Geurts A C, Ribbers G M, Knoop J A, van Limbeek J
Department of Research and Development, Sint Maartenskliniek, Nijmegen, The Netherlands.
Arch Phys Med Rehabil. 1996 Jul;77(7):639-44. doi: 10.1016/s0003-9993(96)90001-5.
Quantitative evaluation of static and dynamic aspects of postural instability as a long-term consequence of traumatic brain injury (TBI).
Experimental two-group design.
Outpatient rehabilitation department.
From a consecutive sample of TBI patients at least 6 months after trauma, 20 subjects were selected who complained of reduced gross motor skills but showed no sensorimotor impairments in a standard neurological examination (11 men, 9 women; mean age 36.2 +/- 10.7 years). Thirteen patients had sustained mild, 2 moderate, and 5 severe TBI. Twenty healthy controls were matched for age and gender.
None.
A dual-plate force platform recorded the amplitude and velocity of the center-of-pressure fluctuations in the anteroposterior (AP) and lateral (LAT) sway directions during quiet standing. Also, the speed and fluency of weight shifting using visual feedback was registered. Both balance tasks were combined with an arithmetic task, whereas quiet standing was also tested with visual deprivation.
Compared to controls, TBI patients showed an increase of over 50% in AP and LAT sway, and a weight-shifting speed 20% lower. Dual-task interference was never significant. Visual deprivation was most detrimental for the TBI patients, particularly for LAT sway control.
A long-term overall reduction in both static and dynamic control of posture can be present after TBI, even in patients without clear neurological deficits. Force-plate recordings can identify such (latent) balance problems. Visual deprivation during quiet standing appears a simple, sensitive test for postural instability related to sensory integration deficits.
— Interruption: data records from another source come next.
PR #10022, opened 2022-01-20
Add a feature ID getter for picking

ptrgags:
This PR adds two getters:

* `Cesium3DTileFeature.featureId` (before this, it was only accessible through the private `pickedFeature._batchId`)
* `ModelFeature.featureId` (formally the private `pickedFeature._featureId`)

@lilleyse two questions on this one:

1. Right now I marked these as experimental in case we have better ideas of how to expose feature ID values to the public API. Do we want this experimental flag or is this a good addition to the public API?
1. I also realized it would be easy to expose `featuresLength` as well to get the total count of features in the `Cesium3DTileBatchTable`/`ModelFeatureTable`. Do we want this too?

[Updated photogrammetry classification sandcastle](http://localhost:8080/Apps/Sandcastle/index.html?src=3D%20Tiles%20Next%20Photogrammetry%20Classification.html&label=3D%20Tiles%20Next)

### DIFF
--- a/Apps/Sandcastle/gallery/3D Tiles Next Photogrammetry Classification.html
+++ b/Apps/Sandcastle/gallery/3D Tiles Next Photogrammetry Classification.html
@@ -256,7 +256,7 @@
                 "Component: " +
                 pickedObject.getProperty("component") +
                 "\nFeature ID: " +
-                pickedObject._batchId;
+                pickedObject.featureId;
               nameOverlay.textContent = message;
             } else {
               nameOverlay.style.display = "none";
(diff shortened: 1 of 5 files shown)


cesium-concierge:
* :grey_question: [CHANGES.md](https://github.com/CesiumGS/cesium/blob/feature-id-getter/CHANGES.md) was not updated.

- [ ] Cesium Viewer works.
- [ ] Works in 2D/CV.

lilleyse:
> 1. I also realized it would be easy to expose `featuresLength` as well to get the total count of features in the `Cesium3DTileBatchTable`/`ModelFeatureTable`. Do we want this too?

My only hestitation is that `featuresLength` would not be well defined for feature IDs without an associated property table.

(That is, once we actually get picking working in that case. CC https://github.com/CesiumGS/cesium/issues/9884#issuecomment-1013511841h)

I'm good with merging this PR before we make a decision on `featuresLength`.

Issue #9718, opened 2021-08-10
Plan to switch to ES6 syntax


ebogo1:
Now that IE support has been dropped in 1.84, we should make a plan to update our code. This issue can be a place to brainstorm ideas for these changes.

There are some things that need to happen before we can start making changes in CesiumJS:

- [ ] Update coding guide
- [ ] Update eslint config

Other things to think about:

- The `when` library is not completely compatible with native promises, use of `async` and `await` might need to be delayed until we get rid of `when`.
- Some ES6 features might be a performance downgrade from ES5
- Can we make the switch from `var` to `let` and `const` now? Some of this effort already started with the last gltf-pipeline PR: https://github.com/CesiumGS/gltf-pipeline/pull/600.

ptrgags:
I'm curious about the switch to `let` and `const`, is this going to be a change for new code moving forward, or are you translating all the old code to use `let` and `const`? (are there tools for this? sounds like a big task otherwise)

I'm also curious to see when we can use `for ... of` loops for objects instead of the rather verbose:

```
for (var key in obj) {
    if (obj.hasOwnProperty(key)) {
    }
}
```

And other ES6 features (e.g. spread syntax where right now we use shallow `combine()`... there's a lot of helpful things to consider here (of course, weighing this against any performance differences)

onsummer:
I'm glad to see the official intention to update the syntax of the source code.

Using `let` and `const` avoids the problem of variable promotion in JavaScript. 

`const` maintains the immutability of variables:

```js
import { Cartesian3 } from 'cesium'

const coords = new Cartesian3(100, 200, 0)
coords = 0 // Uncaught TypeError: Assignment to constant variable.
```

 If you use `var` to make the code run normally, there is generally no need to change it to `let` and `const`.

For the `for ... of` mentioned by @ptrgags , I have seen in some evaluation reports that the performance of iterative access to the object's `key` and `value` is acceptable, but the performance of iterative access to the array may not be as good as that of `for ( let i = 0; i <someLength; i++) {/* some code */ }` and the `Array.prototype.forEach` method.

Modularization technology has been changed from `requirejs` to `esmodule` in version 1.63, which has done a good job.

The above are some of my simple views, I hope it will be useful to the official.

I have used the `vitejs` packaging tool, and have used `CesiumJS` in the `reactjs` and `vuejs` frameworks. Adding some guidance documents combined with these front-end frameworks maybe a good idea.

---

[...]

PR #10026, opened 2022-01-21
Change "var" to "let"/"const" ES6 syntax

ggetz:
Part of https://github.com/CesiumGS/cesium/issues/9718

Now that IE support has been dropped, there's nothing holding us back from using ES6 features. This PR focuses on moving to `let` and `const` syntax so that it can be used across the board going forward.

The primary change here was to enable `no-var` and `prefer-const` error checking in eslint, and fixing those errors. I also updated the Coding Guide to reflect the technicality of scoping, and adding a bullet about why `const` is preferred when possible.

Note that by turning on the above two rules, I had to disable `es/no-block-scoped-variables` for `Source` and `Spec` modules as Cesium makes use of may non-function scoped variables such as scratch variables. I believe this is safe to disable as these variables are all module-scoped. I also had to bump `ecmaVersion` for `Apps` to 2015/ES6 in order to support `let`/`const` usage in Sandcastle and other demos.

For ease of review, the primary changes were made in these two commits:
* [Coding Guide updates](https://github.com/CesiumGS/cesium/commit/7711d2c50db16b2f3f87d88ff7eabe69e9b82e81)
* [eslint config changes](https://github.com/CesiumGS/cesium/commit/3de446615cc0506818646e3df3334f0fdb426c53)

And all of the corresponding fixes were made in [this commit](https://github.com/CesiumGS/cesium/commit/8143df4436b79260e9861f63c6ac134d7910a818).


cesium-concierge:
* :grey_question: [CHANGES.md](https://github.com/CesiumGS/cesium/blob/let-const/CHANGES.md) was not updated.

- [ ] Cesium Viewer works.
- [ ] Works in 2D/CV.

ggetz:
> Will there be a way to easily update open branches? I recall when Prettier was first added, there were tags before and after the change

The commits here are split up such that https://github.com/CesiumGS/cesium/pull/10026/commits/3de446615cc0506818646e3df3334f0fdb426c53 contains the configuration changes but no fixes, and https://github.com/CesiumGS/cesium/pull/10026/commits/8143df4436b79260e9861f63c6ac134d7910a818 contains all the fixes. We could tag these commits and be able to follow a similar process as https://community.cesium.com/t/cesiumjs-source-code-is-now-formatted-with-prettier/9362, substituting `npm run eslint -- --fix` for `npm run prettier`. The main difference is that we can't fully automate the fix step-- eslint is able to detect and fix most occurrences of `var`, but not all of them. So an author may need to do some manually fixes.

mramato:
Doesn't have to be this PR, but the `disable prefer-const` in `Particle System Weather.html` is only needed there because the code itself is not well laid out and the example should be cleaned up so that it flows better. I would just write up a clean-up issue and it's probably a "good first issue" too.

mramato:
Where we actually need it, we should use `eslint-disable-next-line prefer-const` to disable the next problematic line, rather than disabling eslint completely and needing to use `eslint-enable` on a separate line.

mramato:
While we probably want to take a hard look at Cesium's eslint rules in our new post-IE11 world, I think that is outside the scope of this PR and those few comments are the only ones I had.

I haven't actually run this yet but will do so once `main` is merged in and then I'm happy to merge assuming no runtime problems pop up.

ggetz:
> Where we actually need it, we should use eslint-disable-next-line prefer-const to disable the next problematic line, rather than disabling eslint completely and needing to use eslint-enable on a separate line.

I believe the only places I've used it are in Sandcastle examples. There only there for the exact reason you mention above with the code needing cleanup to have a better flow. I added them to be scoped to the entire example so they don't show up in the Sandcastle code itself. But if we're OK with that, happy to change it to what you suggest here.

mramato:
There was a spot in `Camera.js` I noticed (just search for prefer-const), the Sandcastle can probably stay for now since we need to clean it up anyway.

ggetz:
@mramato `main` is merged in and this is ready for another look.

mramato:
It's the beginning of a whole new era.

对创伤性脑损伤(TBI)的长期后果——姿势不稳的静态和动态方面进行定量评估。
实验性两组设计。
门诊康复科。
从创伤后至少6个月的TBI患者连续样本中,选取20名主诉粗大运动技能下降但在标准神经学检查中无感觉运动障碍的受试者(11名男性,9名女性;平均年龄36.2±10.7岁)。13例患者为轻度TBI,2例为中度,5例为重度。选取20名年龄和性别匹配的健康对照者。
无。
一个双板测力平台记录安静站立时前后(AP)和侧向(LAT)摆动方向上压力中心波动的幅度和速度。此外,还记录了使用视觉反馈进行体重转移的速度和流畅性。两项平衡任务均与一项算术任务相结合,而安静站立也在视觉剥夺状态下进行测试。
与对照组相比,TBI患者的AP和LAT摆动增加了50%以上,体重转移速度降低了20%。双任务干扰从未显著。视觉剥夺对TBI患者最为不利,尤其是对LAT摆动控制。
TBI后即使在没有明显神经功能缺损的患者中,也可能长期存在姿势静态和动态控制的整体下降。测力平台记录可以识别此类(潜在的)平衡问题。安静站立时的视觉剥夺似乎是一种针对与感觉整合缺陷相关的姿势不稳的简单、敏感的测试。